License Compliance and Audit Tools

  • License Administration Workbench (LAW): A tool SAP provides to facilitate the annual license audit/measurement process. LAW aggregates and consolidates license usage data from across the SAP landscape​. Here’s how it works: Each SAP system is first measured using transaction USMM (User and Session Measurement Management), which counts the number of users by license type and any package usage in that system. The LAW tool (accessible via transaction SLAW in SAP) then combines the USMM results from all systems into one unified report​. Critically, LAW helps de-duplicate users – if the same person (same user ID) exists in multiple systems, LAW can identify that and count them only once for licensing purposes​. The output of LAW is used to compare against the licenses you have purchased. Companies typically run LAW when preparing their annual compliance audit submission to SAP. Key benefit: LAW prevents over-counting of the same user and provides SAP (and the customer) a consolidated view of license consumption across a whole SAP environment.
  • License Audit: The formal process by which SAP reviews a customer’s usage of SAP software to ensure compliance with license agreements. Under most SAP contracts, customers must undergo an annual audit (sometimes called system measurement)​. In a standard audit, SAP’s Global License Auditing and Compliance (GLAC) team will ask the customer to run measurement tools (USMM and LAW) and submit the results. The aim is to verify that the number of users classified in each license category and the usage of package metrics do not exceed what the customer has contracted. An SAP license audit typically checks the number of licenses purchased matches the number used​. If the audit finds over usage (more usage than licenses owned), the customer is expected to purchase additional licenses (a “true-up”) to cover the gap, possibly with back maintenance. If the customer is underusing (has licenses they paid for but aren’t using), there’s no refund, but it highlights shelfware. Audits also help protect SAP’s intellectual property rights by ensuring customers are not using software beyond what they paid for. Note: There are two levels of audit – a basic self-declaration audit (yearly) and a possible enhanced audit (every few years) where SAP might get more deeply involved or on-site verification. Preparing with proper license records and performing internal reconciliation via LAW/USMM will make the audit process smoother.
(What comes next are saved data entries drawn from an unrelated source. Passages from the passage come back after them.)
Issue #283, opened 2026-07-31
Make ANC install reloacatble for tar installations


ashutom:
### Suggestion Description

Currently ANC installs on to /opt/amdtools/anc  as a default path
For deb and rpm this is fine but for the tar extraction, this may be a limitation.
Hence we should allow the user to change the installation base path with a parameter in the config file.

### ROCm Component

cvs

ashutom:
CC @cijohnson , @solaiys  for notification.

ashutom:
PR merged hence closing this one

PR #292, opened 2026-08-06
 ANC installations relocatable

ashutom:
This PR resolves the issue #283. 
This PR Make ANC installations relocatable and add support for ANC's new 1.5.0+ packaging layout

  • License Measurement: In SAP parlance, this refers to the routine process of measuring and recording the usage of SAP licenses within an organization. This is often done using SAP’s measurement programs. USMM (the system measurement tool) is executed in each system to count users and engine usage, and LAW/SLAW consolidates these counts. SAP typically requests customers to perform this measurement annually (or in some cases, quarterly for certain products) and report the figures. From the customer’s perspective, license measurement is a crucial practice for internal compliance – by classifying users correctly and identifying unused accounts, companies can optimize their license allocations before an official audit. After measurement, companies can reassign or reclassify licenses (for example, if a user was assigned a Professional license but only uses ESS functionalities, they might be reclassified to an Employee user to free up an expensive license). Regular license measurement and reconciliation help avoid last-minute surprises in an audit and can save costs by identifying inactive users or over-provisioned licenses. Many organizations now use specialized SAM tools or services to assist with ongoing SAP license measurement rather than relying on the once-a-year USMM run.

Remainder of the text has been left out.